The disadvantage is that the deoxygenation temperature of ternary materials is 200℃, and they cannot pass the needle penetration test, indicating that ternary batteries are prone to safety accidents such as combustion and explosion when there is an internal short circuit or damage to the battery casing.
What exactly are the three elements in a ternary lithium-ion battery? The "ternary" in ternary lithium-ion batteries refers to a polymer containing three metallic elements: nickel (Ni), cobalt (Co), and manganese (Mn) or aluminum (Al). These elements serve as the positive electrode in ternary lithium-ion batteries. All three are indispensable and play a crucial role within the battery.
Nickel: Its main use is to increase the volumetric energy density of batteries, which is a key breakthrough in improving driving range. However, excessive nickel content can cause nickel ions to occupy lithium ion positions (nickel-metal hydride mixing), resulting in a decrease in capacity.
Cobalt: It suppresses the mixing of cations to improve stability and extend battery life. In addition, it also determines the charging and discharging speed and efficiency (rate performance) of the battery. However, excessive cobalt content will lead to a reduction in actual capacity.
Aluminum or manganese: Cobalt is a very expensive rare metal with high cost. The purpose of manganese or aluminum is to reduce the cost of cathode materials while improving the safety and stability of the battery.
To increase the capacity of ternary lithium-ion batteries, the proportion of nickel in the cathode must be increased. Therefore, the proportion of nickel has been continuously increasing, from the early NCM111 to the NCM523 and NCM611 in the last two years, and then to the NCM811 that has been launched this year. As battery energy density increases, the use of nickel is becoming more and more extensive.
Using more nickel inevitably reduces the proportion of cobalt and manganese. Will this affect battery life and stability? Theoretically, yes, but currently, the mainstay of ternary lithium-ion batteries is undoubtedly the "high-nickel" ternary lithium-ion battery. This is partly due to policy reasons; electric vehicles with longer driving ranges and higher battery energy densities receive more government subsidies. On the other hand, automakers are vying for attention, engaging in a range race, as if whoever has the longest range has the most advanced technology.

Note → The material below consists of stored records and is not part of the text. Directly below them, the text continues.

PR #5902, opened 2021-10-16
Support using cuTENSOR in elementwise ufuncs

### LINKED ISSUE #5776: Enable cuTENSOR in elementwise operations
This can improve performance especially when tensors of different contiguity is given to binary operators, e.g., `c_cont_arr + f_cont_arr`.

kmaehashi:
Closes #5776.

This PR also fixes the issue in `cupy.cutensor.elementwise_binary` that the wrong mode is used for `C` (the second argument).

### DIFF
--- a/cupy/cutensor.pyx
+++ b/cupy/cutensor.pyx
@@ -5,6 +5,8 @@ import cupy as _cupy
 from cupy import _util
 from cupy.cuda import device as _device
 
+cimport cython
+from libcpp cimport vector
 from libc.stdint cimport intptr_t, uint32_t, uint64_t
 from cupy._core._carray cimport shape_t
 from cupy._core.core cimport ndarray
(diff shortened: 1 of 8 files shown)


asi1024:
Jenkins, test this please.

asi1024:
Jenkins, test this please.

asi1024:
@kmaehashi PTAL.

cupy/cutensor.pyx
```diff
@@ -803,3 +807,77 @@ def _try_reduction_routine(
         reduce_op, _get_cutensor_compute_type(compute_dtype))
 
     return out
+
+
+def _all_strides_positive(ndarray a):
+    # cuTENSOR requires each stride > 0.
+    return all(s > 0 for s in a._strides)
```
asi1024, line 814: I feel this function might be worth speeding up.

With the phasing out and eventual withdrawal of subsidies, the "high-nickel" impulse in ternary lithium-ion batteries may cool down. Meanwhile, with advancements in lithium iron phosphate (LFP) technology, competition with ternary lithium batteries is to be expected. BYD revealed in August that its upcoming new generation of LFP batteries will boast a 50% increase in volumetric energy density, a lifespan of up to 8 years/1.2 million kilometers, and cost savings of 30%. Some analysts suggest that LFP's energy density could rival that of 622 ternary lithium-ion batteries. If this is true, coupled with its superior safety, long lifespan, and low cost, LFP batteries may very well return to the forefront.

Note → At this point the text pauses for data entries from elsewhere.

PR #5853, opened 2021-10-08
Change `Device.use()` semantics to align with `Stream.use()`

kmaehashi:
Closes #5705.

PR #5904, opened 2021-10-17
Fix to push device after setDevice succeed

kmaehashi:
Follows-up #5853.

`runtime.setDevice()` may raise in `__enter__`, and in that case `__exit__` will not fire and the stack will become inconsistent.


kmaehashi:
pfnCI, test this please.

takagi:
Waiting #5891 merged to pass rapids test.

PR #5915, opened 2021-10-18
Avoid use of setDevice in CuPy codebase

kmaehashi:
Follows-up: #5913, fixes regression in #5853

`dev = getDevice(); do_something(); dev.use()` in CuPy code may cause surprise when `do_something()` contains `with device:` context manager (e.g., within another CuPy code or user callback).


kmaehashi:
pfnCI, test this please.

PR #5926, opened 2021-10-20
Fix library installer to limit architecture

kmaehashi:


emcastillo:
Jenkins, test this please

PR #2150, opened 2019-04-17
Add `strides_check` option in array testing functions

okapies:
Add `strides_check` option. Separated from #2081.

PR #5968, opened 2021-10-29
Test strides

toslunar:


toslunar:
I missed `strides_check` (#2150).

kmaehashi:
I chatted about this with @asi1024 and @emcastillo, and thinking it's better to declare that we only guarantee consistency of contiguity and not strides between NumPy and CuPy, because (1) NumPy's behavior is sometimes difficult/costly to reproduce and (2) in some cases there can be additional overhead just to align the strides.

kmaehashi:
We've revisited this one today and agreed it's difficult to fix all functions to guarantee stride compatibility with NumPy. Let me close this one for now but let's reopen when there is a necessity.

It's not accurate to say which is better, lithium iron phosphate (LFP) batteries or ternary lithium-ion batteries; rather, each has its strengths. LFP batteries excel in long lifespan, safety, and low cost, but their energy density and low-temperature performance are slightly inferior. Ternary lithium-ion batteries, on the other hand, boast high energy density and large capacity, but their safety and lifespan are slightly less desirable.